Other Standard Pro Features
- Variable Speed Dial
- Hang Hook
- LED Light
- Adjustable Shoe
- Tool-free blade clamp
Additional Field Notes
The Milwaukee M18 Fuel Super Sawzall checks off just about every box you can hope for in this class of tool. However, a couple of things detract slightly from its otherwise excellent feature set.
It’s all about the blade clamp here. The M18 Fuel Sawzall clamp release uses a lever on the outside of the front housing. It works well no matter what position the shaft and shoe are in. Milwaukee moves away from this on the Super Sawzall to give you just a standard shaft release. It’s still tool-free, but I find that I have to feather the trigger to make sure that it’s high enough to get my fingers around.
I’d also like to see Milwaukee shift to an auto-clamping blade lock. It’s a small thing that a couple of other manufacturers add and gives the convenience factor a bump up.
One-Key isn’t an available option. At least not yet. The ability to dial in the exact material and blade you’re using so the system can optimize the settings is one of the most direct effects on performance we’ve seen so far, so here’s hoping it makes its way over.
There’s no getting around it – this is a heavy saw. The Milwaukee M18 Fuel Super Sawzall weighs in at 8 pounds, 13 ounces bare and a whopping 12 pounds, 3 ounces with the 12.0 Ah battery. Its physical footprint is large as well, stretching to a length of 18.9″. While the front handle overmold has more cushioning than most saws we’ve tested, it’s performance justifies the size.
The Milwaukee 2722 looks impressive on paper. The 3000 SPM stroke rate puts it near the top and the 1-1/4″ stroke length matches the best that’s out there right now. With the new battery promising to provide more power to reduce bogging down and the addition of orbital action, it’s certainly a pre-race favorite.
We wanted to know where this model fits among the other saws we’ve run through our standard battery of tests. For speed, we started with 2 x 10 pressure-treated pine with five framing nails embedded in it.

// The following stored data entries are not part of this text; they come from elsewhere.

PR #342, opened 2022-05-13
Task-57189: UI bug issue on the feature Move to of new application document

wassimmhamdi:
Problem: The frame with the suggestions is too small.
Fix: fix the frame UI to make the spaces'name displayed

### DIFF
--- a/documents-webapp/src/main/webapp/vue-app/documents/components/body/table/DocumentsMoveSpaces.vue
+++ b/documents-webapp/src/main/webapp/vue-app/documents/components/body/table/DocumentsMoveSpaces.vue
@@ -53,7 +53,7 @@
           <v-list-item @click="updateSpace(item)">
             <div class="identitySuggester no-border mt-0">
               <v-chip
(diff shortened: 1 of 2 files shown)


documents-webapp/src/main/webapp/vue-app/documents/components/body/table/DocumentsMoveSpaces.vue
```diff
@@ -53,7 +53,7 @@
           <v-list-item @click="updateSpace(item)">
             <div class="identitySuggester no-border mt-0">
               <v-chip
-                class="identitySuggesterItem me-2 mt-2"
+                class="identitySuggesterItem me-2 col-8 mt-2"
```
boubaker: Why this col-8 ? IMO not needed.

wassimmhamdi: I resolved it @boubaker

boubaker (approved):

Milwaukee topped the cordless charts with a blistering 6.67-second average, putting nearly a full second on Metabo HPT’s MultiVolt and a big gap on the rest of the group.

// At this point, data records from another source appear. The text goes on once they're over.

PR #352, opened 2022-05-18
Task-57150: Bad display when user is redirected to shared folder via notification

montassarhamadi:
Problem: Access to notif of shared file into a space redirected to `recent` view while `folder` button was enabled.
Fix: use `folder` view when a document preview is accessed via a link.


boubaker (approved):
Please use new title and description when merging

PR #356, opened 2022-05-20
Task-56789: Edit option is displayed for Non supported OO files

lbengayed:
Prior to this fix, Edit option is displayed for odp extension that is not supported OO files, since the mimeType of odp file includes 'presentation'.
With this fix, we will be sure to display Edit option only for '.docx,.pptx,.xlsx' extension.

### DIFF
--- a/documents-webapp/src/main/webapp/vue-app/documents/components/body/table/DocumentActionMenu.vue
+++ b/documents-webapp/src/main/webapp/vue-app/documents/components/body/table/DocumentActionMenu.vue
@@ -18,7 +18,11 @@ export default {
     file: {
       type: Object,
       default: null,
-    }
+    },
+    fileType: {
+      type: String,
+      default: null
+    },
   },
   data: () => ({
     menuExtensionApp: 'DocumentMenu',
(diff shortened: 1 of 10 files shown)


documents-webapp/src/main/webapp/vue-app/documents/components/body/table/DocumentActionMenu.vue
```diff
@@ -27,7 +31,8 @@ export default {
     mobileOnlyExtensions: ['favorite','details'],
     desktopOnlyExtensions: ['edit'],
     editExtensions: 'edit',
-    fileOnlyExtension: ['download','favorite','visibility']
+    fileOnlyExtension: ['download','favorite','visibility'],
+    fileExtensionsEditable: ['.docx','.pptx','.xlsx']
```
boubaker, line 35: Supported OO files are configured inside a service and thus should be retrieved in UI to match the exact supported list IMO. @mkrout WDYT ?

mkrout: +1, the list of supported files should not be hardcoded.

In a roofing sandwich comprised of asphalt shingles, flashing, nails, 2 x 10 PT, and plywood, its average slowed to 12.20 seconds. However, the Super Sawzall put a sizeable gap on the rest of the field with its closest competitor nearly 4 seconds back.
Shifting to metal cutting, Milwaukee made quick work of #5 rebar. Its average of 5.89 seconds was once again the best time in the field, though Hilti’s 36V model was close behind at 6.23 seconds.

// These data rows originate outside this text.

PR #359, opened 2022-05-24
TASK-57175: Transfer rules are not applied in documents app

hakermi:
Prior to this change, No transfer rules are applied on download and share documents in the documents app
This PR should make sure to check transfer rules on the download and visibility actions on documents

### DIFF
--- a/documents-webapp/src/main/webapp/vue-app/documents/components/body/table/DocumentActionMenu.vue
+++ b/documents-webapp/src/main/webapp/vue-app/documents/components/body/table/DocumentActionMenu.vue
@@ -13,6 +13,7 @@
   </v-list>
 </template>
 <script>
+
 export default {
   props: {
     file: {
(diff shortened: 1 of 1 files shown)


documents-webapp/src/main/webapp/vue-app/documents/js/DocumentFileService.js
```diff
@@ -265,4 +265,17 @@ export function undoDeleteDocument(documentId) {
       throw new Error('Error when undoing deleting document');
     }
   });
+}
+
+export function getDocumentsTransferRules() {
```
boubaker: this method has to be moved inside https://github.com/exoplatform/ecms/blob/develop/apps/portlet-documents/src/main/webapp/js/transferRulesService.js and you will be able to use it by `this.$transferRulesService...` as it's defined in https://github.com/exoplatform/ecms/blob/develop/apps/portlet-documents/src/main/webapp/vue-app/attachment/initComponents.js#L59-L63

hakermi: done in this PR: https://github.com/exoplatform/ecms/pull/1787

documents-webapp/src/main/webapp/vue-app/documents/components/body/table/DocumentActionMenu.vue
```diff
@@ -51,12 +58,22 @@ export default {
     isSymlink() {
       return this.file && this.file.sourceID;
     },
+    applyTransferRules(extension) {
```
boubaker:
```suggestion
    checkTransferRules(extension) {
```

boubaker (approved):

PR #380, opened 2022-05-30
TASK-57156 Improve documents sorting display in folder view

boubaker:
Prior to this change :
1/ Renamed document isn't displayed in top of files list (when sorting by `Last Update Time`) even when the modification date display is refreshed
2/ Folder/File grouping isn't made on Mobile View in folder view
3/ Recent documents view wasn't displayed in Mobile

This fix will :
1/ Revert https://github.com/exoplatform/documents/commit/522b2385d0cfe78851d8198e7ef730053c9716e9 to propose a new solution without affecting sort. In fact, this commit had modified the retrieved field to use a different field that was updated when renaming node. the fix was about changing the field used for sort, when renaming the file instead.
2/ Enable sorting even in Mobile so that grouping parameter is taken into consideration
3/ Delete a useless `display: none` added that affected the display of data table in Mobile view
4/ Remake default sort used for timeline view, lastupdate descending
5/ Reduce icon size for symlink in Mobile view
6/ Fix margin for first column in Mobile & Desktop for timeline & folder view
7/ Stabilize Breadcrumb usage in Folder view and Tree view
8/ Stabilize File Preview access from stream
9/ Optimize performances of rendered components
10/ Avoid duplicating event listeners when switching from a view to another


hakermi (approved):
LGTM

The only test Milwaukee didn’t win was 2″ EMT. While I don’t think anyone will complain about the 4.35-second average, 3 other models managed a faster cut time. Metabo HPT posted the fastest average at 3.58 seconds.
Price and Value
As a kit with the 12.0 Ah High Output battery, you’re looking at $449. If you already have Milwaukee High Output batteries, you can snag the bare tool for $249. With performance where it stands, that’s a pretty competitive price and it gets your hands on one of the newest high-performance batteries.
Here’s where some of the other advanced models sit:
- DeWalt FlexVolt: $159 bare, $329 kit (2 x 2.0/6.0Ah)
- Hilti 36V: $299 bare, $667 kit (1 x 9.0Ah)
- Makita 18V X2: $175 bare, $299 kit (2 x 5.0Ah)
- Metabo HPT MultiVolt: $249 bare, $418 kit (1 x 4.0/8.0Ah starter pack):
The Bottom Line
If getting the best cutting speed is your top priority, the Milwaukee M18 Fuel Super Sawzall is the current leader. Its price is competitive and it checks off all the features you need on a Pro-level reciprocating saw. The only question you’ll have to answer is whether the size and weight are more than you’d like to wield for demolition duties.